By DONOVAN HARRELL
Provost Ann Cudd and Swanson School of Engineering Dean Jimmy Martin are focused on doing more than just “restarting” campus operations this fall.
The Task Force on Reimagining Pitt Education, which Cudd and Martin co-chair, is one of the three University task forces focused on planning and responding to the COVID-19 pandemic, the other two being the Research Restart and Employees & Operations task forces.
Cudd said an important point to note is that the task force uses the word “reimagining” as opposed to “restarting” because Pitt never truly closed in the first place.
“We didn’t stop. We didn’t close. We did have to change the way we were doing things. And because of these changes, we’ve learned new things and what we can do with what we’ve learned to create a better future.” Cudd said.

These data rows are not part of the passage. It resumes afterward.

PR #2483, opened 2019-09-13
With esri connector

### LINKED ISSUE #2440: Add group access aspect to harvested data items.
When data items are harvested from Esri portal, magda should query the Esri portal for each item's group access info then add "esri-access-control" aspect to the item.
If an item is public, no need to add any access control aspect.

Aspect "esri-access-control"  definition is in `magda-registry-aspects`, something like
```
{
    "$schema": "http://json-schema.org/hyper-schema#",
    "title": "Access Control information of an Esri data item",
    "description": "Access Control information of an Esri data item. Including: group IDs that are allow to read the data item.",
    "type": "object",
    "properties": {
        "groups": {
            "title": "Allowed access group IDs.",
            "type": "array",
            "items": {
                "title": "A group ID",
                "type": "string",
                "ids": [
                    {
                        "id": "{$}",
                        "rel": "item"
                    }
                ]
            }
        }
    }
}
```
The implementation might be on top of Esri connector https://github.com/magda-io/magda/pull/2336.

The usage of `esri-access-control` can be found in test class of RegistryAspectsSpec in `magda-registry-api/registry`.

Here is the workflow.
1. Create a record representing a dataset. This record probably does not need `esri-access-control` aspect so it is `public`. (We may need further discussion on if access control is needed here.)
2. Create distribution records and add `esri-access-control` aspect to each of them. The groups info is obtained from the esri portal.
3. Add distributions aspect to dataset record created in step 1.

mwu2018:
### What this PR does

Fixes #2440 
This PR is superseded by PR #2508 .
This is built on top of PR #2336 .
1. Harvested data will have access control aspect if required.
2. No unit tests.
3. If deployed to connect to nsw esri portal, search api and registry history api should not be 
   exposed because no access control have been implemented for those APIs.
4. No organization-details aspect because Esri Portal doesnt really capture 
   organisation in any meaningful way.

### Checklist


magda-esri-portal-connector/src/EsriPortal.ts
```diff
@@ -4,6 +4,10 @@ import formatServiceError from "@magda/typescript-common/dist/formatServiceError
 import { ConnectorSource } from "@magda/typescript-common/dist/JsonConnector";
 import retry from "@magda/typescript-common/dist/retry";
 import request from "@magda/typescript-common/dist/request";
+import {
+    ESRI_NSW_ORG,
+    ESRI_NSW_PORTAL
```
rowanwins: These should be made generic (eg not NSW)

magda-typescript-common/src/session/SessionConsts.ts
```diff
@@ -0,0 +1,2 @@
+export const ESRI_NSW_ORG = "esri nsw authenticated user group";
+export const ESRI_NSW_PORTAL = "https://beta.portal.data.nsw.gov.au/arcgis";
```
rowanwins: Can we think of a different way to do this?

rowanwins:
superceded by #2508

Issue #2448, opened 2019-09-04
Large data preview - script timeout


gordjw:
**Describe the bug**
Previews of large data causes the page to freeze, making all other interactions impossible.

**To Reproduce**

1. Go to 'https://data.gov.au/dataset/ds-dga-487c604c-c93e-409e-90b9-6d1461c780ac/details?q=APS%20survey%202018'
2. Click on any download links (or wait until the Preview script kicks in, then click download)
3. Expect: nothing will be clickable, may have to 'Exit page'

**Expected behavior**
To be able to interact with components that are normally working, not having one script lock up the page.

**Screenshots**

**Desktop (please complete the following information):**

-   OS: MacOS
-   Browser: Chrome
-   Version: 75

**Additional context**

Martin said that although it can seem like the goals may be to focus on “pandemic-proofing” the University so it can resume something similar to normal operations, it is working on much more.
“It’s also to look at what our future looks like if we continue on this trajectory,” Martin said. “We have been pushed to evolve and innovate. We don’t want to go back to where we were, we want to take the best elements of that and continue along that trajectory.”
But Cudd said she was completely aware that these past few months have been extremely difficult on the Pitt community, and the uncertainty surrounding Pitt’s future has been stressful for them.
“Everybody’s anxious,” Cudd said. “They need to plan their own lives and they need to plan how they’re going to teach and all of those things.”
The Reimaging Education Task Force and its various working groups are focused on public safety first and foremost, Cudd said, and are consulting scientists, health experts, government agencies and more to create comprehensive recommendations that will be given to Chancellor Patrick Gallagher on May 29.
The committee relies on guidance from the Centers for Disease Control and Prevention, the American College Health Association and the Pennsylvania Department of Health. The committees use a variety of models to inform their decision, one of which is the HyFlex Model, Cudd said.
Cudd said Martin’s extensive experience as an engineer in managing and planning disaster recovery makes him an excellent co-chair for the committee with a unique perspective. So far, Martin has informed task force members on risks, the nature of infections, and how they spread.
Throughout much of his career, Martin has focused on disaster engineering. He’s consulted and worked for multiple government organizations including the Nuclear Regulatory Commission, FEMA and the Department of Homeland Security.
“Not only does he think about the details like an engineer in a very systematic way, but he also has a real mindset for how to bring together people and lead, so he’s been great to work with,” Cudd said.
Cudd said she’s been “amazingly proud” of the Pitt community’s ability to quickly adjust to the switch to remote learning and she’s confident Pitt can “raise our game even further” in the future.
The working groups have to remain flexible since information about the pandemic is constantly evolving, which calls for multiple strategies and plans that can account for a variety of unexpected conditions, Martin said.
“Because uncertainty is the key,” Martin said. “We simply just don’t know. This is unprecedented. I want to emphasize that even though we have plans and contingencies and scenarios, the most important thing is that we’re building the networks and knowledge of how to work together to identify the trigger points, the ‘switches’ that allow us to shift between the scenarios.”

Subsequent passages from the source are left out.